The archive offers an extensive record of the evolution of Burroughs’s cut-up method, wherein the author cut-up and randomly arranged fragments of text to create arbitrary phrases. Burroughs viewed the cut-up method as a corrective to the exertion of conscious thought on language, and saw it as a way to create texts that were fresh and spontaneous. Using this method, Burroughs created his “word horde”, a collection of texts from which he drew to create the novels Naked Lunch, The Ticket that Exploded, and Soft Machine (the archive devotes several folders to each, along with folders devoted to the word horde alone). Extensive correspondence with the painter Brion Gysin, who introduced Burroughs to his own visual cut-ups in Paris at the Beat Hotel in 1959 and inspired Burroughs to apply the method to texts, is instructive on technique and practice. Drafts and correspondence related to their book, The Third Mind, can also be found here.

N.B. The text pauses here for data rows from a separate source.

PR #1023, opened 2016-04-21
Change current time from uint64_t to double in Date Port API

akiss77:
As discussed after #1018


LaszloLango:
I'm OK with this change. LGTM

zherczeg:
LGTM. I also preferred double.

PR #1025, opened 2016-04-21
Factor out common error dispatch call functionality into helper

akiss77:


zherczeg:
Nice catch. How much does it affect binary size?

akiss77:
@zherczeg In release LTO, cca. 500 bytes of text gained on arm-linux and 300-500 bytes on arm-mcu. 2K+ in debug.

LaszloLango:
LGTM

zherczeg:
LGTM

PR #1028, opened 2016-04-23
Drop jerry_port_putchar

akiss77:
Recent changes eliminate the need for `jerry_port_putchar`. As port
API discussions don't make it likely that it will ever be needed
again, this patch removes its declaration from jerry-port.h and its
implementations from the port(s).

The related code in jerry-libc is not needed either: whatever `putc`
(and `puts`) can do, `printf` can do as well.


LaszloLango:
LGTM

zherczeg:
LGTM

PR #1029, opened 2016-04-25
Force enums in snapshots to be 32bits wide

franc0is:
Assumptions are hard-coded elsewhere that require these enums to be 32 bits in size, yet it isn't enforced and some compilers will shorten them.

JerryScript-DCO-1.0-Signed-off-by: François Baldassari <francois@pebble.com>


zherczeg:
I think it is bad if we directly store enums in the snapshot. I would prefer to change type to uint8_t rather than adding a high value.

LaszloLango:
@franc0is, I agree with @zherczeg. Do you plan to update your PR?

zherczeg:
After #1168 this change becomes invalid.

zherczeg:
May I close this PR?

zherczeg:
I close this bug. Please feel free to repoen if needed.

PR #1033, opened 2016-04-26
Check whether the aligned pointers value of the internal properties c…

robertsipka:
…an be stored directly

in ecma_value_t or not.

This change affects those internal properties that haven't been checked previously.


LaszloLango:
Please fix the format of the commit message.

robertsipka:
Sure, I've updated the commit message.

zherczeg:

Burroughs plays with images using the cut-up technique as well; the archive is rich in photographs of photographs, typescripts and newspaper clippings taken by Burroughs himself that he cut-up and rearranged. Cut-up letters written to his mother, brother and son, as well as to Gysin, Paul Bowles and other friends corroborate that Burroughs was experimenting with the technique in all facets of his writing.

In letters to Gysin, Ginsburg and Bowles in the archive, Burroughs’s literary philosophy begins to emerge. Correspondence between the nomadic Ginsburg and Burroughs is as rich and far-flung in the territory each covered in their travels. Ginsberg writes fizzy, dense letters that zigzag from topic to topic in much the same fashion that his poetry leaps. The poet furnishes his letters with vivid travelogue accounts of travels in Benares, Chile, and Calcutta, and with bird’s eye views of Greenwich Village in the fifties and sixties (Ginsberg likens the terrain to Asian landscape watercolors, but his downtown apartments are jumpy, desperate places for strivers on Mescaline). In turn, Burroughs writes fascinating letters unraveling the cut-up technique. Cut-ups, he tells Ginsburg, are funny. He prescribes mixing the technique with yagé (a hallucinogenic vine, used for spiritual practice in Columbia by Amazonian peoples, and later the subject of Burroughs and Ginsberg’s Yage Letters). Amongst the post that Burroughs received is a holograph draft of Ginsburg’s “Kaddish”, signed by his friend.